= Zoom Suit =

Zoom Suit Logo

Zoom Suit is a series of comic books created and written by John Taddeo, that debuted in April, 2006, a year after the animated short film won its first Best Animation at the Palm Beach Film Festival. There were a total of four issues published through July 2006.

==Overview==

The story follows an alien suit, taken from the crash at Roswell in 1947, that the government has been unsuccessfully trying to reverse engineer. The suit is stolen by NSA agent Simon Bane, but lost in a free-fall from a helicopter and found by 12-year-old Myles, who mistakes the suit for a particularly cool Halloween costume. Superhero-style adventures follow - at the urging of Myles' friend and crush, Brittany - as Myles learns the powers and limitations of the suit while avoiding Bane.

One of the more popular alternate covers for Zoom Suit Issue #1

The comic is interspersed with humor and partially serves as a parody of other comics in the genre, including Spider-Man, X-Men, Green Lantern, and others. Pop culture references are hidden throughout each issue, and all of the 'advertisements' are either in-jokes or clues to the interactive online treasure hunt for the second short film.

Written by John Taddeo, Zoom Suit features both interior and cover art by Billy Dallas Patton. Each issue has at least two different covers, although issue #1 had more than half a dozen. Other cover artists include established comics illustrators Bob Layton, Gene Colan, Bart Sears, Jim Starlin, Billy Tucci, Jorge Palacios and Keron Grant.

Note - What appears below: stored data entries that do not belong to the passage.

PR #488, opened 2017-01-20
Meta short description

jgondron:
Changed short_description to be pulled from the item instead of making up a value

### DIFF
--- a/app/models/waggle/search/hit.rb
+++ b/app/models/waggle/search/hit.rb
@@ -4,16 +4,11 @@ module Waggle
       attr_reader :adapter_hit
       private :adapter_hit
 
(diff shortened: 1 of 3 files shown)


app/models/waggle/search/hit.rb
```diff
@@ -4,16 +4,11 @@ class Hit
...
 
-      delegate :name, :at_id, :part_parent, :type, :description, :date_created, :creator, :thumbnail_url, :last_updated, to: :adapter_hit
+      delegate :name, :at_id, :part_parent, :type, :description, :short_description, :date_created, :creator, :thumbnail_url, :last_updated, to: :adapter_hit
 
       def initialize(adapter_hit)
         @adapter_hit = adapter_hit
       end
-
-      def short_description
-        "#{creator} #{date_created}"
```
hbeachey: Hopefully nothing was depending on this. Beehive?

PR #490, opened 2017-03-13
Clear collection

jgondron:
Created a rake task to clear out a collection. Eventually it might make sense to have this as an actual service that can be reached from some admin function on a collection, but I didn't want to touch app code for this since we're limited on time.


rfox2:
I approve retrospectively

PR #495, opened 2017-09-29
React fixes

danthewolfe:
* Update React and Material UI
* Fix warnings related to depreciations and lack of keys.


rfox2:
Should the travis errors be addressed before we merge? Is that a build issue on travis?

PR #515, opened 2020-01-24
Few fixes for the adhoc import task

jgondron:
Something weird happens with openuri#open nowadays when it parses the filename that seems to kill the honeypot job. Changed to URI.parse and it preserves the original file name, which seems to work better.

Changed to use Metadata::Setter for setting the item name based on file name. (see https://github.com/ndlib/honeycomb/pull/326)


jgondron:
At the moment, we are pulling these from http, so that's all I can confirm works. We may have to change again if we find we need to pull from a mounted fs.

PR #521, opened 2020-03-30
DEC-847 Fix invalid dates importing from csv without error.

mlkirkpatrick:


danthewolfe:
Check Travis failures.

mlkirkpatrick:
Yeah, idk what that's about. Looks like it has been failing for several months now. I fixed one immediately obvious issue, but not sure why so many unit tests are failing. In any case, I'm pretty sure it's not related to this PR, but it does need to be addressed regardless.

danthewolfe:
@mlkirkpatrick That's why I still gave it a pass, failures didn't look related but worth checking.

The Zoom Suit animated short, which combines traditional and computer animation, has won Best Animation awards at film festivals around the country, as well as "Grand Festival" and "Best in Show" awards. The suit was adopted as the official school mascot of the Charter High School of the Arts in Sherman Oaks, California in March, 2006.

==Characters==

The Zoom Suit: The Zoom Suit is alien technology recovered from the Roswell crash in 1947, the only undamaged suit of its kind. So far, known capabilities include flight, superhuman strength, and sonic speed, but there are powers yet to be revealed, including laser blasts. It also automatically shuts down when it gets wet. Too small for the average adult human, it's just the right size for a 12-year-old boy.

Myles: Twelve-year-old Myles is a latch-key kid and an outcast. He seems to have a bit of a crush on his friend and neighbor, Brittany, and it is at her urging that he steps up to become a 'superhero' after donning a suit he mistook for a Halloween costume. Initially frightened and reluctant, he's a little more comfortable with the idea after his first successful rescue.

Brittany: Brittany is Myles' blonde and bubbly superhero-loving neighbor. She's the one who, with a kiss on the cheek, convinced Myles that saving people was the thing to do after he found himself the owner of a hi-tech alien suit.

Simon Bane: Simon Bane is "the most decorated NSA agent in history", who looks to have a power-hungry larcenous streak. Having survived the 10,000-foot fall from the helicopter he blew up stealing the suit, the least that can be said about Bane is that he's something more than human. Bane's speech tends to be riddled with oxymorons.

Katerina Tesla: The granddaughter of Nikola Tesla, NSA scientist Katerina Tesla is smart and sexy. Even though she doesn't know much about the suit, it's more than anyone else does.

Hot Spot: Little is known about this character except that she has the ability to create flames at will. More will be revealed in Zoom Suit II in October, 2007.